Transient dynamics in metapopulations depend on the nature of density-dependence of growth

Abstract

Single species discrete population growth is modelled using one-dimensional uni-modal maps having different types of density dependent functions specific to the species life history. These models exhibit similar sequence of bifurcation dynamics – from a fixed point to chaotic – with increasing growth rates. A metapopulation of single species subpopulations, coupled through inter-patch migration, can be modelled using the coupled map lattice (CML) formalism. Even though dynamical behavior of such metapopulation models has been done under many conditions, a systematic analysis of the transient behaviors exhibited in these CMLs is lacking.

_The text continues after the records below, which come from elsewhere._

PR #513, opened 2024-09-10
499 limit integration and added switchTier endpoint

aaryansinha16:
## Description

We  limit the integrations to 1 when the tier is Launch.
Created an endpoint called `switchTiers` which would handle  upgrade/downgrades of the tiers


apps/server/src/schema/organization/organization-operations.ts
```diff
@@ -359,6 +359,110 @@ builder.mutationFields((t) => ({
...
+        }
+      }
+
+      const updatedOrganization = await prisma.organization.update({
+        ...query,
+        where: { id: organizationId },
+        data: { tier },
+      });
+
+      return updatedOrganization;
```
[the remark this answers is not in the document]
aaryansinha16: Should I create a separate function to disconnect the integrations, is there any other possible places where we can use that in future?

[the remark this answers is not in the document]
trixobird: separate function seems always a good idea :)

packages/mappings/src/tier-mapping.ts
```diff
@@ -1,7 +1,7 @@
 import { type Tier } from '@repo/database';
 
-export const maxUsersPerTier: Record<Tier, { maxUsers: number }> = {
-  Launch: { maxUsers: 1 },
+export const maxUsersPerTier: Record<Tier, { maxUsers: number; maxIntegrations?: number }> = {
+  Launch: { maxUsers: 1, maxIntegrations: 1 },
   Build: { maxUsers: 4 },
   Grow: { maxUsers: 10 },
   Scale: { maxUsers: 100 },
```
trixobird, line 7:
```suggestion
  Build: { maxUsers: 4, maxIntegrations: Infinity },
  Grow: { maxUsers: 10, maxIntegrations: Infinity },
  Scale: { maxUsers: 100, maxIntegrations: Infinity },
```
This way we have the business on this file, and we don't need to do `const maxIntegrations = maxUsersPerTier[tierStatus].maxIntegrations ?? Infinity;`

apps/server/src/schema/organization/organization-operations.ts
```diff
@@ -359,6 +359,22 @@ builder.mutationFields((t) => ({
...
+    args: {
+      organizationId: t.arg.string({ required: true }),
+      tier: t.arg({ type: Tier, required: true }),
+    },
+    resolve: async (query, _root, args, _ctx, _info) => {
+      const { organizationId, tier: newTier } = args;
+
+      const updatedOrganization = switchTierHelper(organizationId, newTier, query);
+
+      return updatedOrganization;
```
trixobird, line 375:
```suggestion
      return switchTierHelper(organizationId, newTier, query);
```
let's try to return immediately when possible.

packages/organization/src/organization.ts
```diff
@@ -0,0 +1,144 @@
...
+
+export const getRootOrganizationId = async (organizationId: string): Promise<string> => {
+  const organization = await prisma.organization.findUniqueOrThrow({ where: { id: organizationId } });
+  if (organization.parentId) {
+    return await getRootOrganizationId(organization.parentId);
+  }
+  return organization.id;
+};
+
+export const getTier = async (organizationId?: string | null): Promise<Tier> => {
```
trixobird, line 16: I'd prefer to have organizationId only as string. In the only case that is null (on the sign up) let's make the check there. If no organizationId we return Launch or else we call the getTier

packages/channel/src/integration-helper.ts
```diff
@@ -88,6 +90,20 @@ const completeIntegration = async (
...
+  const tierStatus = await getTier(organizationId);
+  const maxIntegrations = maxUsersPerTier[tierStatus].maxIntegrations ?? Infinity;
+
+  const integrations = await prisma.integration.findMany({
+    where: {
+      organizationId,
+    },
+  });
+
+  const currentIntegrations = integrations.reduce((acc, el) => (el.status === 'CONNECTED' ? acc + 1 : acc), 1);
```
trixobird, line 102:
```suggestion
    const currentIntegrations = await prisma.integration.count({
    where: {
      organizationId,
      status: IntegrationStatus.CONNECTED,
    },
  });
```

packages/organization/package.json
```diff
@@ -0,0 +1,40 @@
+{
+  "name": "@repo/organization",
+  "version": "1.0.0",
+  "private": true,
+  "description": "Shared Organization Utilities. Use only types from package/database",
```
trixobird, line 5:
```suggestion
  "description": "Shared Organization Utilities.
```

packages/organization/src/organization.ts
```diff
@@ -0,0 +1,144 @@
...
+  if (!organizationId) {
+    return Tier.Launch;
+  }
+
+  const rootOrganizationId = await getRootOrganizationId(organizationId);
+  const organization = await prisma.organization.findUniqueOrThrow({ where: { id: rootOrganizationId } });
```
trixobird, line 22:
```suggestion
    const organization = await prisma.organization.findUniqueOrThrow({
    select: { tier: true }, where: { id: rootOrganizationId },
  });
```
This is jfyi to learn if you haven't already that you can do this on prisma. You may keep the code as is.

packages/organization/src/organization.ts
```diff
@@ -0,0 +1,144 @@
...
+      const adminUsers = orgUsers
+        .filter((userOrg) => userOrg.role === 'ORG_ADMIN')
+        .sort((a, b) => new Date(a.user.createdAt).getTime() - new Date(b.user.createdAt).getTime());
+
+      const regularUsers = orgUsers
+        .filter((userOrg) => userOrg.role !== 'ORG_ADMIN')
+        .sort((a, b) => new Date(a.user.createdAt).getTime() - new Date(b.user.createdAt).getTime());
+
+      const usersToKeep = [
+        ...adminUsers.slice(0, maxUsersInTier),
```
trixobird, line 87: we don't need to keep all administrators, just one. So I think what we need to do is get all the users order by date and slice them. If there is an amin among them, we are cool. If not, we need to remove the newest user and add the oldest admin.

packages/organization/src/organization.ts
```diff
@@ -0,0 +1,144 @@
...
+    ...organizationWithUsers,
+  });
+
+  const currentTier = organization.tier;
+
+  if (currentTier === newTier) {
+    return organization;
+  }
+
+  const disconnectIntegration = async (orgId: string): Promise<void> => {
```
trixobird, line 44: let's put all the internal functions at the beginning of the `swtichTierHelper` function. Right now the flow is interupted by the internal function.

packages/organization/src/organization.ts
```diff
@@ -0,0 +1,144 @@
...
+      ...query,
+      where: { id: organizationId },
+      data: { tier: newTier },
+    }),
+
+    prisma.organization.updateMany({
+      where: { parentId: organizationId },
+      data: { tier: newTier },
+    }),
+  ]);
```
trixobird, line 130:
```suggestion
    await prisma.organization.update({
    ...query,
    where: { id: organizationId },
    data: { 
      tier: newTier,
      children: {
        updateMany: {
          where: { parentId: organizationId },
          data: { tier: newTier },
        },
      }
    },
  });
```
I know that I said that this was the only way; I played around a bit and I think this should work (we need to verify though)

packages/organization/src/organization.ts
```diff
@@ -0,0 +1,144 @@
...
+      await prisma.userOrganization.deleteMany({
+        where: {
+          userId: { in: usersToRemove.map((userOrg) => userOrg.userId) },
+          organizationId: orgId,
+        },
+      });
+    }
+  };
+
+  await removeUserFromOrganization(organizationId, organization.users, newTier);
```
trixobird, line 102: I think this won't make the cut. Let's say that we switch from Growth to Build. The org has 5 users in the root organization, user A(admin), B/C/D,F(members) and 2 users in subOrg userF(admin) and userE. Let's assume that the letters indicate when they are created so A is the oldest, E is the most recent.

After the switch the whole organization should have 4 users right? They should be the oldest users, with one of them being an org admin. So A,B,C,D.

The code as I undertand it would keep all 6 of the users.

Now in this case the subOrg would be without any user. We need to mindful of it and assign the oldest admin of root org as admin in the subOrg

packages/organization/src/organization.ts
trixobird, line 44: I don't understand what the code is doing. It should dsconnect all integrations, but the oldest no? I think it disconnects only the oldest.

packages/organization/src/organization.ts
```diff
@@ -0,0 +1,144 @@
...
+  };
+
+  const removeUserFromOrganization = async (
+    orgId: string,
+    orgUsers: OrganizationWithUsers[`users`],
+    tier: Tier,
+  ): Promise<void> => {
+    const maxUsersInTier = maxUsersPerTier[tier].maxUsers;
+
+    if (tier === Tier.Launch || tier === Tier.Build || tier === Tier.Grow) {
```
trixobird, line 74: I think we can revert the if and remove identation.

packages/organization/src/organization.ts
```diff
@@ -0,0 +1,144 @@
...
+      if (tier === Tier.Launch) {
```
trixobird, line 75: you are hard coding on the organization.ts business code that is on Tier.  The whole if should be something like `await disconnectIntegration(maxUsersPerTier[tier].maxIntegrations, orgId);`

apps/server/src/schema/integrations/integration-operations.ts
```diff
@@ -47,17 +48,29 @@ builder.queryFields((t) => ({
           organizationId: rootOrgId,
         },
       });
+      const tierStatus = await getTier(ctx.organizationId);
+      const maxIntegrations = maxUsersPerTier[tierStatus].maxIntegrations ?? Infinity;
```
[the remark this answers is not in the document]
aaryansinha16: What do you think about `tierLimits` or `tierConstraints` ?

trixobird:
> tierConstraints :)
> 
Kind regards,
Giorgos Trichopoulos

apps/server/src/schema/organization/organization-operations.ts
```diff
@@ -359,6 +359,110 @@ builder.mutationFields((t) => ({
...
+            },
+          },
+        },
+      });
+
+      const currentTier = organization.tier;
+      const maxUsersInNewTier = maxUsersPerTier[tier].maxUsers;
+
+      if (currentTier !== tier) {
+        if (tier === 'Launch') {
```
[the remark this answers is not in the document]
trixobird: This issues still persists in line 161 of this file.

packages/organization/src/organization.ts
```diff
@@ -0,0 +1,159 @@
...
+      where: {
+        userId: { in: usersToRemove.map((userOrg) => userOrg.userId) },
+        organizationId: { in: organizationIds },
+      },
+    });
+
+    for (const subOrg of subOrganizations) {
+      const subOrgAdmin = subOrg.users.find((user) => user.role === 'ORG_ADMIN');
+      if (!subOrgAdmin) {
+        const rootOrgAdmin = usersToKeep.find((user) => user.role === 'ORG_ADMIN');
```
trixobird, line 97: let assign the oldest not admin, not a random one.

packages/organization/src/organization.ts
```diff
@@ -0,0 +1,159 @@
...
+        }
+      }
+    }
+  };
+
+  const organization = await prisma.organization.findUniqueOrThrow({
+    ...query,
+    where: { id: organizationId },
+    ...organizationWithUsers,
+  });
```
trixobird, line 112:
```suggestion
  const organizations = await prisma.organization.findMany({
    where: { OR: [{id: organizationId}, {parentId: organizationId}] },
    ...organizationWithUsers,
  });
```
I was thiking that maybe we don't need to differentiate between orgs and suborgs. All of the will have the same Tier. And in all orgs we need to do the same. Remove the extra users.

avoid using the ...query unless you are returning the object at the last of the call. There maybe uneeded joins in there.

trixobird (commented):
we are closing...

packages/organization/src/organization.ts
```diff
@@ -0,0 +1,159 @@
...
+    if (tier !== Tier.Launch && tier !== Tier.Build && tier !== Tier.Grow) {
+      return;
+    }
+
+    await disconnectIntegration(maxUsersInTier, orgId);
+
+    const allUsers = [...orgUsers];
+    subOrganizations.forEach((subOrg) => allUsers.push(...subOrg.users));
+
+    const sortedUsers = allUsers.sort(
```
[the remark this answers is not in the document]
aaryansinha16: Thank you for the great suggestion! Seeing the practical use of the Set data structure here is awesome.

packages/organization/src/organization.ts
aaryansinha16: A bit of confusion on the `not admin`,, can you please clarify?
We need to get the oldest admin for rootOrgAdmin and subOrgAdmin right? (in rootOrgAdmin we are already getting that, since the `usersToKeep` comes from `sortedUsers` & I'll update the part for subOrgAdmin)

packages/organization/src/organization.ts
```diff
@@ -0,0 +1,148 @@
...
+      const integrationsToDisconnect = integrations.slice(maxIntegrations);
+
+      integrationsToDisconnect.forEach((integration) => {
+        fireAndForget.add(() => revokeIntegration(integration.externalId, integration.type));
+      });
+    }
+  };
+  const removeUserFromOrganization = async (
+    orgId: string,
+    allUsers: OrganizationWithUsers[`users`],
```
trixobird, line 48:
```suggestion
    allUsers: OrganizationWithUsers['users'],
```

packages/organization/src/organization.ts
```diff
@@ -0,0 +1,148 @@
...
+    tier: Tier,
+    subOrganizations: OrganizationWithUsers[],
```
trixobird, line 50:
```suggestion
    organizations: OrganizationWithUsers[],
```

packages/organization/src/organization.ts
```diff
@@ -0,0 +1,148 @@
...
+      }
+    }
+  };
+
+  const organizations = await prisma.organization.findMany({
+    where: { OR: [{ id: organizationId }, { parentId: organizationId }] },
+    ...organizationWithUsers,
+  });
+
+  const currentTier = organizations[0].tier;
```
trixobird, line 108: this will blow if organizations are empty

packages/organization/src/organization.ts
```diff
@@ -0,0 +1,148 @@
...
+  if (currentTier === newTier) {
+    return organizations[0];
+  }
+
+  const subOrganizations = organizations.filter((org) => org.parentId === organizationId);
+
+  const allUsers = organizations.flatMap((orgItem) => orgItem.users);
+  const maxIntegrations = tierConstraints[newTier].maxIntegrations;
+
+  await removeUserFromOrganization(organizationId, allUsers, newTier, subOrganizations);
```
trixobird, line 119:
```suggestion
  await removeUserFromOrganization(allUsers, newTier, organizations);
```
Why are you passing subOrganization here? Shouldn't you remove the users from the root organization as well?

packages/organization/src/organization.ts
```diff
@@ -0,0 +1,148 @@
...
+  const currentTier = organizations[0].tier;
+
+  if (currentTier === newTier) {
+    return organizations[0];
+  }
+
+  const subOrganizations = organizations.filter((org) => org.parentId === organizationId);
+
+  const allUsers = organizations.flatMap((orgItem) => orgItem.users);
+  const maxIntegrations = tierConstraints[newTier].maxIntegrations;
```
trixobird, line 117: let's move this under line 119 since it is related to line 120. Let's not confuse flows.

packages/organization/src/organization.ts
```diff
@@ -0,0 +1,148 @@
...
+
+        if (rootOrgAdmin) {
+          await prisma.userOrganization.update({
+            where: { userId_organizationId: { userId: rootOrgAdmin.userId, organizationId: subOrg.id } },
+            data: { role: OrganizationRoleEnum.ORG_ADMIN },
+          });
+        }
+      }
+    }
+  };
```
trixobird, line 101:
```suggestion
    for (const org of subOrganizations) {
      const keptUsers = usersToKeep.filter((user) => user.organizationId === org.id);
      if (!keptUsers.some((u) => u.role === OrganizationRoleEnum.ORG_ADMIN) && oldestAdmin) {
        await prisma.userOrganization.update({
          where: { userId_organizationId: { userId: oldestAdmin.userId, organizationId: org.id } },
          data: { role: OrganizationRoleEnum.ORG_ADMIN },
        });
      }
    }
```
do you see any bug here? You will need to move oldestOrganization outside the if.

packages/organization/src/organization.ts
trixobird: my mistake sorry

packages/organization/src/organization.ts
aaryansinha16: Can there be a case where we don't have any organization at all? We do have one by default too right?

trixobird: you are right :)

trixobird (approved):
we did it :)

In this study, first a detailed characterization of the spatiotemporal transient states is developed for one-dimensional CMLs. Then the role of three specific single species growth models, having different density dependent functions (viz, logistic, Ricker, and Hassell), is studied to evaluate their influence in developing and maintaining transient states for local and non-local couplings. Our results show that, even when the growth functions (maps) belong to the same universality class and show similar period doubling route to chaos, the three different metapopulations exhibit significant differences in their transient states. The CML with logistic growth function shows opposite trends when compared to the CMLs with Ricker and Hassell growth functions. Our results demonstrate that transient dynamics in metapopulations depends specifically on the nature of density-dependence of the species growth functions. This can have important implications in biodiversity and conservation practices in ecology, where understanding the growth dynamics of different species in the metapopulation scenario are crucial.